→ Work task:
Where in the records does the word "means" occur? Copy each line in which it does.

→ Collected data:
——

PR #2435, opened 2016-05-25
Memoizer: Add failIfMissing flag for perf

joshmoore:
If `failIfMissing` is set to true then no `setId` call
will be performed on the underlying reader. Instead, if
`loadMemo` returns null, a `FormatException` will be thrown
signaling that no cache is available.


joshmoore:
Merging for IDR-0.0.5

aleksandra-tarkowska:
--rebased-to #2806

PR #796, opened 2020-06-26
Creating generic class for pseudo border

DavidHollins6:
### 💬 Description
There have been a few designs lately that have required both a 2px blue border (for focus) and a 1px grey border (for blur) on inputs. We have previously had workarounds that involved fun times with padding. I then remembered we fixed it for hierarchy many moons ago. This PR takes that fix and makes a generic class in helpers that can be used elsewhere!

It now also uses the tailwind theme for colours, wahay!

### ✅ Checklist
- [ ] Tests written
- [ ] Browser tested
- [ ] Added to documentation
- [ ] Added to storybook

### DIFF
--- a/styles/main.scss
+++ b/styles/main.scss
@@ -1,4 +1,4 @@
-@import "tailwind";
+@import 'tailwind';
 
 /* ==========================================================================
    @ Settings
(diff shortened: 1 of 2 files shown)


styles/main.scss
```diff
@@ -1,4 +1,4 @@
-@import "tailwind";
+@import 'tailwind';
```
altaudio, line 1: This reminds me, I think prettier can also format CSS files if we set it up to

PR #797, opened 2020-06-26
Added a new prop to handle the height of a layout

DavidHollins6:
### 💬 Description
Our layout was a bit too rigid, it always had the height set the same as the view height. It meant we couldn't use it in other places that have similar layouts.

I originally tried just passing `h-full` into the `className` prop, but this is tailwind and it don't override. Instead I've added a prop that defaults to `true` (So there's no other refactoring), that will set that height to full screen.

### ✅ Checklist
- [ ] Tests written
- [ ] Browser tested
- [ ] Added to documentation
- [ ] Added to storybook

### DIFF
--- a/lib/Layout/index.js
+++ b/lib/Layout/index.js
@@ -1,5 +1,6 @@
 import React from 'react';
-import { node, string } from 'prop-types';
+import { node, string, bool } from 'prop-types';
+import cx from 'classnames';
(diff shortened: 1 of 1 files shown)


DavidHollins6:
[Blank slate (in sidebar)](https://trello.com/c/ObbOvoEI/523-blank-slate-in-sidebar)

PR #798, opened 2020-06-26
ButtonBase children function

DavidHollins6:
### 💬 Description
ButtonBase now accepts a function as a child, and it will pass through the styles to that function. That means I could render an `<a>` with the `ButtonTertiary` styles and everything is hunky dory.

### ✅ Checklist
- [ ] Tests written
- [ ] Browser tested
- [ ] Added to documentation
- [ ] Added to storybook

### DIFF
--- a/lib/ButtonNew/ButtonBase.js
+++ b/lib/ButtonNew/ButtonBase.js
@@ -29,6 +29,10 @@ function ButtonBase({
     }
   );
 
+  if (typeof children === 'function') {
+    return children(classes);
+  }
+
   return (
     <button className={classes} {...rest}>
       {loading && !loaderRight && (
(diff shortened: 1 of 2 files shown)


DavidHollins6:
[Feedback footer](https://trello.com/c/g06jie44/530-feedback-footer)

lib/ButtonNew/ButtonBase.js
```diff
@@ -29,6 +29,10 @@ function ButtonBase({
     }
   );
 
+  if (typeof children === 'function') {
```
altaudio, line 32: 💚 I worry a little that we may be under considering what adding this means.

If we pass the a function as a child, the loader props all become useless, which feels like bad design.

I definitely think that we should be able to use different element types for buttons, but this reminds me of our old button component, which was built to do just about everything in a single component, and as a result ended up being a pain in the ass to maintain.

I'm not 100% on the answer here, so this is not a blocker!

altaudio: 💚 Should we add a story to show the button styles being applied to an anchor?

——

→ Task answer:
ButtonBase now accepts a function as a child, and it will pass through the styles to that function. That means I could render an `<a>` with the `ButtonTertiary` styles and everything is hunky dory.
altaudio, line 32: 💚 I worry a little that we may be under considering what adding this means.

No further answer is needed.